DATASET EXTRACT START
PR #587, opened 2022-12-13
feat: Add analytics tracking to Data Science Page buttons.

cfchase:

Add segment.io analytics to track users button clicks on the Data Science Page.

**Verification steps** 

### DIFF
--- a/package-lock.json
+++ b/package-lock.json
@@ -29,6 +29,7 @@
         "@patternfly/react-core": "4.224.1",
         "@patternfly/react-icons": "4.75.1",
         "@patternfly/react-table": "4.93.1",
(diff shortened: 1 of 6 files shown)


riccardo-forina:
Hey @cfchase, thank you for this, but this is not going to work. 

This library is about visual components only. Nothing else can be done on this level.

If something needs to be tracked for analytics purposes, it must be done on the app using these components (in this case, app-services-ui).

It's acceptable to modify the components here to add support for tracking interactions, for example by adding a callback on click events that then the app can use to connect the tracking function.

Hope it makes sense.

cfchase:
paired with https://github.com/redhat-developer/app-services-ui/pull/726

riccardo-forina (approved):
DATASET EXTRACT END
DATASET EXTRACT START
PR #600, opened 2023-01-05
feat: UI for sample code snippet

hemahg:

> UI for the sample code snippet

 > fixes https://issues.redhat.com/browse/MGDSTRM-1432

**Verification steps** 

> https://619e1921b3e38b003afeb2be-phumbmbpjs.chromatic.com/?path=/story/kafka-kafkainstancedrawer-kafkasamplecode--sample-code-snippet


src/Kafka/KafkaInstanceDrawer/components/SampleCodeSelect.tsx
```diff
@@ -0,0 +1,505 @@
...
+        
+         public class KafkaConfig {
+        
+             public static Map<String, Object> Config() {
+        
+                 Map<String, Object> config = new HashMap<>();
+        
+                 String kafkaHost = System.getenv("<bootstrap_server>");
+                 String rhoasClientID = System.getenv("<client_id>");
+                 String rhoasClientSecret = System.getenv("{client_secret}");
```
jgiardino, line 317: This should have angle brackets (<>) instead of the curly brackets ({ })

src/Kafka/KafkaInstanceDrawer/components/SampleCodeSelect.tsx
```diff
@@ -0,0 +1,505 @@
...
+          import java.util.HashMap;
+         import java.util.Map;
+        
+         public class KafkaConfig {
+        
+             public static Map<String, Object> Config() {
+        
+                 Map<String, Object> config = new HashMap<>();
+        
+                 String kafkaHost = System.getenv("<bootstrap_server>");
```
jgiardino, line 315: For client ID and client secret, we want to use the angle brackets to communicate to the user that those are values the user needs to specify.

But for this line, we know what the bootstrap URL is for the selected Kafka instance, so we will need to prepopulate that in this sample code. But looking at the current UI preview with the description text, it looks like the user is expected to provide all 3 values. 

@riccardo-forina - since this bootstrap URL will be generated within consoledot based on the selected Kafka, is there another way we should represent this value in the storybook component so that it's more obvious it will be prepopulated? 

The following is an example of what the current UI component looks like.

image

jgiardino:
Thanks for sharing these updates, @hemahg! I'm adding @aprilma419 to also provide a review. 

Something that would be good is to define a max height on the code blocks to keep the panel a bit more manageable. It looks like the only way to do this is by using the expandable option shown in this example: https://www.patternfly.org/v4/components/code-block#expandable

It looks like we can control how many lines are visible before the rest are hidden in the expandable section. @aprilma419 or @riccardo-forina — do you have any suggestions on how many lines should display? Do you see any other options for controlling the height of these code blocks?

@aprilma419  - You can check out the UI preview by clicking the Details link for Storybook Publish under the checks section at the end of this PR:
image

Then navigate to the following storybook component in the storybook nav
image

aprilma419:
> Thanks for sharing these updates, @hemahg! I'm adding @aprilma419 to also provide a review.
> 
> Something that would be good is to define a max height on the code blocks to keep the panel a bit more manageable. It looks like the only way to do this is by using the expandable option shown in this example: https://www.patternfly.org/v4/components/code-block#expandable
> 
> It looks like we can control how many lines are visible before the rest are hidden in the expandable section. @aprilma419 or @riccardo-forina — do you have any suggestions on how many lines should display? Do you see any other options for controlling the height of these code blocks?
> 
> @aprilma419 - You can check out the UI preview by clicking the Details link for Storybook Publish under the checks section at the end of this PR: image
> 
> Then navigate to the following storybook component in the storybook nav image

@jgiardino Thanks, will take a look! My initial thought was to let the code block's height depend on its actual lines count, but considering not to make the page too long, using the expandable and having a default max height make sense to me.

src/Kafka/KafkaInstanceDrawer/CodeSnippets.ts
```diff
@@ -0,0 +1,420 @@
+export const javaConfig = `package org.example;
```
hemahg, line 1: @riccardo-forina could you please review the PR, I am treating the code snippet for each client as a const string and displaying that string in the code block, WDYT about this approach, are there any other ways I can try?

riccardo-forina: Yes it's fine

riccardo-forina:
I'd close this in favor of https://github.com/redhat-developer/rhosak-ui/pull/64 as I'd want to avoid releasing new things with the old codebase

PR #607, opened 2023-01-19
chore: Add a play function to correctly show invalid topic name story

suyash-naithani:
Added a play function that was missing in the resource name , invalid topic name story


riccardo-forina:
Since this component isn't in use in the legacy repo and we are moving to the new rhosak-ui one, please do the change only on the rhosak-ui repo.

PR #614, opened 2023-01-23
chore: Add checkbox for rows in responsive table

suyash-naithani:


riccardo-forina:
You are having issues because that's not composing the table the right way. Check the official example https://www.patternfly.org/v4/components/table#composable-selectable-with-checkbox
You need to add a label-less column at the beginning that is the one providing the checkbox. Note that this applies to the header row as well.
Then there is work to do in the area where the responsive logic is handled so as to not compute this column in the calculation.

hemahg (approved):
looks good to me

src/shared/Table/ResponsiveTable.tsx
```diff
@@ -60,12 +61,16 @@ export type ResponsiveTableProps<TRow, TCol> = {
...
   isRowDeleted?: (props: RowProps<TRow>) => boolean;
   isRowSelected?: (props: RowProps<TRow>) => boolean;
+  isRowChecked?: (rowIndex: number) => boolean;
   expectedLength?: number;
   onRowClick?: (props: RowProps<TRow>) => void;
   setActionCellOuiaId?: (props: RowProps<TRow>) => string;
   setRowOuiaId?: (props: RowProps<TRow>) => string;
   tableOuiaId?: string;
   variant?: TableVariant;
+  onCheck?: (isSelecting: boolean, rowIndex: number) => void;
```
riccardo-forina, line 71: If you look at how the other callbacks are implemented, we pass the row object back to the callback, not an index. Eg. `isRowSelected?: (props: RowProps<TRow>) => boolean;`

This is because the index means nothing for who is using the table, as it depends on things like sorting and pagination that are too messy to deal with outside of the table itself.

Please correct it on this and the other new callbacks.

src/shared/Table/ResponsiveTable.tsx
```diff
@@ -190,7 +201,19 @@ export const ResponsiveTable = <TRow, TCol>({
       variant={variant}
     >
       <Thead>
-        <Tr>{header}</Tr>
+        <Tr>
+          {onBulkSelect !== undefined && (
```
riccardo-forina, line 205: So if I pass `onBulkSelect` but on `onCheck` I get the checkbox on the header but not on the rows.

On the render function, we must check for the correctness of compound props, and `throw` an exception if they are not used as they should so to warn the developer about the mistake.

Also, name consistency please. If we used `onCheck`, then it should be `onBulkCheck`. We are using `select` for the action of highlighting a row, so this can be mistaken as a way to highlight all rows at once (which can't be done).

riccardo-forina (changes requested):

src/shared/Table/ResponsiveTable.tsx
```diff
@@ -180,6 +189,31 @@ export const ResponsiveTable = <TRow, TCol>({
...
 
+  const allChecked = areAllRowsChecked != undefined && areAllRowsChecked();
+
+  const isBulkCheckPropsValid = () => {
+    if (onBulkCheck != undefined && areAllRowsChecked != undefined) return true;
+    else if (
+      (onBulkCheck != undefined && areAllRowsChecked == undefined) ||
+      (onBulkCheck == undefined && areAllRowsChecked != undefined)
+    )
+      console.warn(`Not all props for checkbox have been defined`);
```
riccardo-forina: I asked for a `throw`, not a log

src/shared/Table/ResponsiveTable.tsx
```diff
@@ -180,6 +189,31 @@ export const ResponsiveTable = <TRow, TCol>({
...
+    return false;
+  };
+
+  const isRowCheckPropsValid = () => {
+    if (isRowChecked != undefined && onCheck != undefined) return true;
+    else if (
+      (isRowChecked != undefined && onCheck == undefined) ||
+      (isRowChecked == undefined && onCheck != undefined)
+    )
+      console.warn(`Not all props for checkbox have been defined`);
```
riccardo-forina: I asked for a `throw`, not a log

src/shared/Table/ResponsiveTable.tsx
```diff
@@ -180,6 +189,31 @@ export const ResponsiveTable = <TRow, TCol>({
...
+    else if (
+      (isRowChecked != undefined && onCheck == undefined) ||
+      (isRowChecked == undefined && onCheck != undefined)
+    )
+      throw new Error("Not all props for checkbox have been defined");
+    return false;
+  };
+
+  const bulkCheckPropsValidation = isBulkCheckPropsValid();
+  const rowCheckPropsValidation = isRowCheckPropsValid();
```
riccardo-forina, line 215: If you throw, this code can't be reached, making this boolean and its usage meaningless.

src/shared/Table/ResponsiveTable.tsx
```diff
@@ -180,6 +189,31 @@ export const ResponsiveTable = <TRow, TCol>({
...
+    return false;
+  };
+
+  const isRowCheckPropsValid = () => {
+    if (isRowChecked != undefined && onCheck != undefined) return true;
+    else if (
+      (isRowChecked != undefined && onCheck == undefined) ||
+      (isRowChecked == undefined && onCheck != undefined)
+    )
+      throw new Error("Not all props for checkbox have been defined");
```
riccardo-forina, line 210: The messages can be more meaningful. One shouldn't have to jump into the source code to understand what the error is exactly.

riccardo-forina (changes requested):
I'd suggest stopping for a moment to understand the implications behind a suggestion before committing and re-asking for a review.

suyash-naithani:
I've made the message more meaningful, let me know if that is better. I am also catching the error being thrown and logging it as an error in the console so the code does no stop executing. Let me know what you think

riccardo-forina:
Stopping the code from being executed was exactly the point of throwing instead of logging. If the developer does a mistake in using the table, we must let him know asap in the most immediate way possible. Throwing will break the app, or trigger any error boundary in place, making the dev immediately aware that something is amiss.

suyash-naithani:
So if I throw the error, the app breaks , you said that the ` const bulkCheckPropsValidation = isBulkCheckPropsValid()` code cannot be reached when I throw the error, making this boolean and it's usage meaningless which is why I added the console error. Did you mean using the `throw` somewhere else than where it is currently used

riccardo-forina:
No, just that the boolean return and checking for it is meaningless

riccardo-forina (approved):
DATASET EXTRACT END
§ **ABOUT THIS EXERCISE**:
Copy out, word for word, the part of the entries above that begins at the line with "This is because" and ends at the line with "On the render", including both.

§ **RESPONSE TO THE EXERCISE**:
This is because the index means nothing for who is using the table, as it depends on things like sorting and pagination that are too messy to deal with outside of the table itself.

Please correct it on this and the other new callbacks.

src/shared/Table/ResponsiveTable.tsx
```diff
@@ -190,7 +201,19 @@ export const ResponsiveTable = <TRow, TCol>({
       variant={variant}
     >
       <Thead>
-        <Tr>{header}</Tr>
+        <Tr>
+          {onBulkSelect !== undefined && (
```
riccardo-forina, line 205: So if I pass `onBulkSelect` but on `onCheck` I get the checkbox on the header but not on the rows.

On the render function, we must check for the correctness of compound props, and `throw` an exception if they are not used as they should so to warn the developer about the mistake.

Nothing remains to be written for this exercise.